N-Acetyl-L-Cysteine Reduces Cervical Carcinogenesis by Promoting Apoptosis.

Background and objective: Cervical cancer is the fourth leading cause of cancer death in women, and is one of the most common malignant tumors of the reproductive system. However, more effective treatment for cervical cancer is needed. In this study, we aim to investigate whether N-acetyl-L-cysteine (NAC) could inhibit the proliferation of human papillomavirus (HPV)-positive cells, and reduce cervical carcinogenesis.

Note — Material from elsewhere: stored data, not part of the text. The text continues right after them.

PR #62, opened 2015-01-18
Bugfix: data being truncated in sqlite3 [WIP]

kelvinj:
- [ ] write unit test case to prove issue
- [x] write fix - bind data as SQLITE3_BLOB


Ocramius:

Methods: The cervical cancer cell lines SiHa, HeLa, HPV-negative cell line C33A, and the immortalized human cervical keratinocyte cells S12 were used. The protein expression was determined using Western blot assay. mRNA expression was determined using quantitative reverse transcription polymerase chain reaction (qRT-PCR). Cell proliferation was determined by Cell Counting Kit-8 assay. Cell apoptosis was evaluated using Annexin V-FITC apoptosis kits. The numbers of colonies were measured using colony-forming assay. Xenograft tumor necrosis and HPV16 E7 expression were determined using hematoxylin and eosin (H&E) staining and immunohistochemistry.

Results: Our results showed that NAC treatment at the concentration of 1.5 mM significantly promoted cell apoptosis and reduced cell growth by inhibiting HPV16 E7 expression. NAC inhibited HPV16-oncoprotein-induced hypoxia-inducible factor (HIF)-1α protein expression and Akt activation in vitro. Additionally, NAC suppressed tumor growth, as evidenced by the smaller tumor size in the xenograft mouse model and decreased HPV16 E7 expression in tumor tissues.

Conclusion: Our findings demonstrate that NAC exhibits the potential to promote HPV-positive cell apoptosis, and suppress the proliferation of HPV-positive cells by inhibiting cell inhibitor of apoptosis protein 2 and HIF-1α.